Associated revisions

Revision 2403
Added by stbuehler almost 6 years ago

Fix EAGAIN handling for freebsd sendfile (fixes #1913, thx AnMaster for spotting the problem)

Revision 2405
Added by stbuehler over 5 years ago

Treat EPIPE as connection-closed error in network_freebsd_sendfile.c (another fix from #1913)

History

#1 Updated by aevernon almost 6 years ago

I am able to reproduce this on FreeBSD 7.1, PHP 5.2.8, and mod_fastcgi. In my case, Lighty is corrupting static JavaScript files that are about 300 KB. As above, there is nothing relevant in the logs with debug enabled.
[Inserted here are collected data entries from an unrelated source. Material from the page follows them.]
PR #1557, opened 2025-08-04
Add support for openSUSE Leap 15.6

nuhakala:
This PR adds support for openSUSE Leap 15.6. It supports both kind and minikube.

- Install required packages in 01 script and add suse specific installation/configuration to ansible.
- Modify the network configurations to support also suse.
- Force ansible python interpreter, for some reason it does not use the correct python interpreter from the venv without explicitly specifying it.
- Add templates for provisioning suse images.
- Add cleanup for suse


nuhakala:
Minikube runs ironic inside a kubernetes pod, so it requires the ironic endpoint to be present only inside the VM. Ironic runs on the host with kind, so it requires the ironicendpoint interface to be present on the host. Furthermore, keepalived requires that the ironicendpoint interface has at least one IP-address assigned.

Hence we have effectively two different network setups and I separated those into different functions to make it more readable. I also believe that with this configuration we could make kind work also on centos, because the interface creation stuff should not be distro specific.

Another thing is that the kind network configuration is doing more or less the same thing as first half of `ubuntu_bridge_network_configuration.sh`. Hence it would not require much to also get rid of that script.

One thing is that how do we want to write the configuration? Do we want to explicitly write the configuration for different distros with if clauses or do we want to make the configuration depend on the used kubernetes provider?

tldr: should I refactor the networking setup even further or should I revert it and make some specific case only for suse?

Rozzii:
> /hold @nuhakala hi! thanks for the effort but I believe adding support for yet another distribution needs to be discussed first, also considering that we don't have CI jobs running on Suse, and we don't have people in the team (AFAIK) that can maintain that

Just to reflect on the manpower issue, we are willing to maintain it and integrate it to the CI, work is already ongoing.
We have a need to test with the the community variants of all the 3 large enterprise distro Ubuntu, RHEL, SLES, and we have been thinking that we would share it with the community.

I 100% agree that we have to discuss this with the community but AFAIK there won't be any negative side effect for the already supported distros and we are not aiming to design any SLES specific use cases.

kashifest:
> /hold @nuhakala hi! thanks for the effort but I believe adding support for yet another distribution needs to be discussed first, also considering that we don't have CI jobs running on Suse, and we don't have people in the team (AFAIK) that can maintain that

I think manpower and maintaining CI jobs wont be an issue as we are willing to maintain it along with other CI jobs as well.

elfosardo:
my comment comes mainly from observation of the latest year and a half advancement in CI
the work to upgrade CI to current stable versions of ubuntu (ubuntu noble) and CentOS (CentOS Stream 10) is stagnating since a while, despite having full support in metal3-dev-env, so I don't see how we will be able to maintain also a third distribution
but again, we need to discuss this first, better if in a meeting

kashifest:
> my comment comes mainly from observation of the latest year and a half advancement in CI the work to upgrade CI to current stable versions of ubuntu (ubuntu noble) and CentOS (CentOS Stream 10) is stagnating since a while, despite having full support in metal3-dev-env, so I don't see how we will be able to maintain also a third distribution but again, we need to discuss this first, better if in a meeting

I think this is pretty orthogonal to the Ubuntu or CentOS work, but sure lets discuss in the upcoming community meeting so that we are on the same page.

kashifest:
@elfosardo since we agreed over the community meeting few weeks back, unholding this to take it forward.
/hold cancel

Meanwhile here is the Centos stream 10 tracking issue https://github.com/metal3-io/project-infra/issues/1080 which we will take up in parallel.

tests/inventory.ini
```diff
@@ -1,2 +1,2 @@
 [virthost]
-localhost ansible_python_interpreter="auto"
+localhost ansible_python_interpreter="{{ lookup('env', 'ANSIBLE_VENV') | default('/opt/metal3-dev-env/venv/', true) }}/bin/python3"
```
nuhakala: I added this to pass the tests. It seems that this PR somehow affects ansible so that it cannot find the python interpreter from the venv in which ansible is installed. I have zero clue why this happens, as this PR seemingly does not touch anything ubuntu related, and even less anything ansible related in 01 and 02 scripts. I had to force the python interpreter for suse also, but that code should not have any effect on what happens 01/02 scripts, as the setup-playbook in 02 is the first one showing this problem.

If anyone has any idea why this happens, I would be glad to learn and fix it.

host_cleanup.sh
```diff
@@ -55,27 +55,27 @@ ANSIBLE_FORCE_COLOR=true "${ANSIBLE}-playbook" \
...
+    if [[ "${MANAGE_EXT_BRIDGE}" = "y" ]]; then
+        sudo ip link delete external || true
+    fi
+else
     sudo rm -rf /etc/NetworkManager/conf.d/dnsmasq.conf
     if [[  "${MANAGE_PRO_BRIDGE}" == "y" ]]; then
-        sudo nmcli con delete ironic-peer
-        sudo nmcli con delete "${BARE_METAL_PROVISIONER_INTERFACE}"
+        sudo ip link del ironic-peer
+        sudo ip link del ironicendpoint
```
tuminoid: Why are we removing use of the variable`BARE_METAL_PROVISIONER_INTERFACE`?

lib/common.sh
```diff
@@ -61,7 +66,7 @@ source /etc/os-release
 export DISTRO="${ID}${VERSION_ID%.*}"
 export OS="${ID}"
 export OS_VERSION_ID="${VERSION_ID}"
-export SUPPORTED_DISTROS=(centos9 rhel9 centos10 rhel10 ubuntu20 ubuntu22 ubuntu24)
+export SUPPORTED_DISTROS=(centos9 rhel9 centos10 rhel10 ubuntu20 ubuntu22 ubuntu24 opensuse-leap15)
 
 if [[ ! "${SUPPORTED_DISTROS[*]}" =~ ${DISTRO} ]]; then
   echo "Supported OS distros for the host are: CentOS Stream 9 or RHEL9 or Ubuntu20.04 or Ubuntu 22.04"
```
tuminoid: Fix the error message as well.

lib/common.sh
```diff
@@ -468,10 +473,19 @@ case "${FSTYPE}" in
...
   ;;
   'xfs')
-    # shellcheck disable=SC2143
-    if [[ $(xfs_info "${FILESYSTEM}" | grep -q "ftype=1") ]]; then
-      echo "XFS filesystem must have ftype set to 1"
-      exit 1
+    # Suse has xfs_info under /usr/sbin and it needs to run with sudo
+    if [[ "${OS}" = "opensuse-leap"* ]]; then
+      # shellcheck disable=SC2143
+      if [[ $(sudo xfs_info "${FILESYSTEM}" | grep -q "ftype=1") ]]; then
```
tuminoid:
```suggestion
      if [[ $(sudo xfs_info "${FILESYSTEM}" | grep "ftype=1" &>/dev/null) ]]; then
```
`grep -q` has some weird quirks that sometimes lead to failures in seemingle basic grep operations, better not use `-q` and just redirect output to dev/null.

lib/common.sh
```diff
@@ -468,10 +473,19 @@ case "${FSTYPE}" in
...
+          echo "XFS filesystem must have ftype set to 1"
+          exit 1
+      fi
+    else
+      # shellcheck disable=SC2143
+      if [[ $(xfs_info "${FILESYSTEM}" | grep -q "ftype=1") ]]; then
```
tuminoid: Same

lib/images.sh
```diff
@@ -18,6 +18,9 @@ elif [[ "${IMAGE_OS}" == "centos" ]]; then
 elif [[ "${IMAGE_OS}" == "flatcar" ]]; then
   export IMAGE_NAME=${IMAGE_NAME:-flatcar_production_qemu_image.img.bz2}
   export IMAGE_LOCATION=${IMAGE_LOCATION:-https://stable.release.flatcar-linux.net/amd64-usr/current/}
+elif [[ "${IMAGE_OS}" == "leap" ]]; then
+  export IMAGE_NAME=${IMAGE_NAME:-LEAP_15_6_NODE_IMAGE_K8S_v1.33.0.qcow2}
```
tuminoid: We need to follow-up with k8s 1.34 bump for leap?

tests/roles/run_tests/templates/main/cluster-template-controlplane-kubeadm-config-leap.yaml
tuminoid, line 1: YAML needs to be k8s yaml formatted, ie. no extra indentation for lists.

tests/roles/run_tests/templates/main/cluster-template-controlplane-kubeadm-config-leap.yaml
```diff
@@ -0,0 +1,147 @@
+# CentOS specific controlplane kubeadm config
+preKubeadmCommands:
+  - systemctl stop wicked
```
tuminoid:
```suggestion
- systemctl stop wicked
```
This is correct indentation level for yamls.

tests/roles/run_tests/templates/main/cluster-template-workers-kubeadm-config-leap.yaml
tuminoid, line 1: Same

tests/run.sh
```diff
@@ -32,8 +32,15 @@ export ANSIBLE_HOST_KEY_CHECKING=False
...
+    ansible_python_interpreter="-e ansible_python_interpreter=${ANSIBLE_VENV}/bin/python"
+fi
+
+# shellcheck disable=SC2086
 ANSIBLE_FORCE_COLOR=true "${ANSIBLE}-playbook" \
-   -e "metal3_dir=$SCRIPTDIR" \
-   -e "v1aX_integration_test_action=${ACTION}" \
-   -i "${METAL3_DIR}/tests/inventory.ini" \
-   -b -v "${METAL3_DIR}/tests/main.yml"
+    -e "metal3_dir=$SCRIPTDIR" \
```
tuminoid:
```suggestion
    -e "metal3_dir=${SCRIPTDIR}" \
```
Let's fix this as you touch the line anyways.

vm-setup/roles/packages_installation/defaults/main.yml
```diff
@@ -99,8 +99,34 @@ packages:
       - jmespath
       - kubernetes==25.3.0
       - passlib
+  suse:
+    common:
+      packages:
+        - jq
```
tuminoid, line 105: Ok, there is plenty of pre-existing wrong indents here, so this is fine. Let's fix all the ansible ymls in another cleanup PR.

tests/inventory.ini
tuminoid: Hardcoding /opt/metal3-dev-env is wrong, the fallback should be system `/usr`. `$WORKING_DIR` (ie. /opt/metal3-dev-env) is applied via ANSIBLE_VENV already.

Btw, do you test with "CI images" with Leap as well (ie. pre-built images where 01 has previously been run) or do you start manually from empty vanilla, then run 01 and 02? This little difference of basically rebooting between 01 and 02 sometimes make huge difference how things work. 

Also verify from project-infra that in CI runs we do run 01 as well. At some point we skipped 01 for saving time in CI (since it was run in image creation), this could lead to some funky issues when touching 01 scripts.

host_cleanup.sh
nuhakala: Tbh, I am not sure what we should do with this. The variable is used somewhere, but at in most places not. For example `ubuntu_bridge_network_configuration.sh` does not use it at all. The interface `ironicendpoint` is hardcoded in most templates and in some places a variable `INT_IF` is used instead (like in 02 script). So at this point it felt most clear to just hardcode it, because it was just confusing. I can revert it though if you want.

lib/images.sh
nuhakala: Umm, no I guess? The bump was not done when I created the PR and now when I rebased these PRs I used K8s v1.34.0 for testing and it passed. I will update this too.

tests/roles/run_tests/templates/main/cluster-template-controlplane-kubeadm-config-leap.yaml
nuhakala: Are they now correct?

tests/run.sh
nuhakala: Actually, after touching the python interpreter in the inventory I realized that adding this logic here is unnecessary as the inventory change will do the same thing. Hence I reverted the change back to original, but now that I was at it I fixed this variable anway.

nuhakala:
I have now tested these changes with CI images and manual tests passed. I also tried to test the CI image on jenkins but it failed because node images were not available online to download to test environment. The test results are [here](https://github.com/metal3-io/project-infra/pull/1063#issuecomment-3270348700)

host_cleanup.sh
tuminoid: I think its better the use variable as it defaults to `ironicendpoint` as there is no harm in that.

lib/common.sh
```diff
@@ -468,10 +473,19 @@ case "${FSTYPE}" in
...
+    # Suse has xfs_info under /usr/sbin and it needs to run with sudo
+    if [[ "${OS}" = "opensuse-leap"* ]]; then
+      # shellcheck disable=SC2143
+      if [[ $(sudo xfs_info "${FILESYSTEM}" | grep "ftype=1" &>/dev/null) ]]; then
+          echo "XFS filesystem must have ftype set to 1"
+          exit 1
+      fi
+    else
+      # shellcheck disable=SC2143
+      if [[ $(xfs_info "${FILESYSTEM}" | grep "ftype=1" &>/dev/null) ]]; then
```
tuminoid:
```suggestion
      if ! xfs_info "${FILESYSTEM}" | grep "ftype=1" &>/dev/null; then
```
Were not testing anything (which [[ does), so its just bare command check.

lib/common.sh
```diff
@@ -468,10 +473,19 @@ case "${FSTYPE}" in
   'ext4'|'btrfs')
   ;;
   'xfs')
-    # shellcheck disable=SC2143
-    if [[ $(xfs_info "${FILESYSTEM}" | grep -q "ftype=1") ]]; then
-      echo "XFS filesystem must have ftype set to 1"
-      exit 1
+    # Suse has xfs_info under /usr/sbin and it needs to run with sudo
```
tuminoid: Also, cannot we run xfS_info with sudo in all distros? It would simplify the code here. We're configuring passwordless sudo anyways.

lib/common.sh
```diff
@@ -468,10 +473,19 @@ case "${FSTYPE}" in
...
+    if [[ "${OS}" = "opensuse-leap"* ]]; then
+      # shellcheck disable=SC2143
+      if [[ $(sudo xfs_info "${FILESYSTEM}" | grep "ftype=1" &>/dev/null) ]]; then
```
tuminoid: Same as before, but prefer duplication removed.

lib/common.sh
nuhakala: Yes it can, little silly of me not to consider that

tests/roles/run_tests/tasks/main.yml
```diff
@@ -1,4 +1,8 @@
 ---
+- name: testi
```
tuminoid: Some test code here.
/hold

lib/common.sh
```diff
@@ -465,11 +470,9 @@ fi
 FSTYPE="$(df "${FILESYSTEM}" --output=fstype | tail -n 1)"
 
 case "${FSTYPE}" in
-  'ext4'|'btrfs')
-  ;;
+  'ext4'|'btrfs') ;;
   'xfs')
-    # shellcheck disable=SC2143
-    if [[ $(xfs_info "${FILESYSTEM}" | grep -q "ftype=1") ]]; then
+    if sudo xfs_info "${FILESYSTEM}" | grep "ftype=1" &>/dev/null; then
```
tuminoid, line 475: Now this exits if ftype=1, you missed !

```suggestion
    if ! sudo xfs_info "${FILESYSTEM}" | grep "ftype=1" &>/dev/null; then
```

lib/common.sh
```diff
@@ -465,11 +470,9 @@ fi
 FSTYPE="$(df "${FILESYSTEM}" --output=fstype | tail -n 1)"
 
 case "${FSTYPE}" in
-  'ext4'|'btrfs')
-  ;;
+  'ext4'|'btrfs') ;;
```
tuminoid:
```suggestion
  ext4|btrfs) ;;
```
Not needed.

lib/common.sh
```diff
@@ -465,11 +470,9 @@ fi
...
   'xfs')
```
tuminoid:
```suggestion
  xfs)
```
Same

tests/roles/run_tests/tasks/main.yml
nuhakala: Removed

nuhakala: /unhold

Rolling back to 1.4.20 or 1.4.19 makes the problem go away.

#2 Updated by stbuehler almost 6 years ago

  • Could you please add a trace of the syscalls (strace/ktrace/whatever...) for such requests?
  • I guess you are using the freebsd-sendfile backend?
  • If you want you could try to revert #1813 (r2389) - that is the only freebsd related change i could find.

#3 Updated by aevernon almost 6 years ago

  • I have attached ktrace.out.
  • Yes, lighttpd -V shows I am using the sendfile network handler.
  • Yes, reverting r2389 does indeed fix the problem.

#4 Updated by dymko almost 6 years ago

  • Target version changed from 1.4.22 to 1.4.21

I have had exactly the same issue with js file (jquery-1.3.1.min.js - 55K) and with images yesterday.
I tried to make target without that diff:
http://redmine.lighttpd.net/projects/lighttpd/repository/diff/branches/lighttpd-1.4.x/src/network_freebsd_sendfile.c?rev=2389&rev_to=2256

And it seems to have worked.

I'm sorry for my mistakes. My English isn't good

FreeBSD 7.0-RELEASE + Lighty + Ramaze with Style(Mongrel) backend.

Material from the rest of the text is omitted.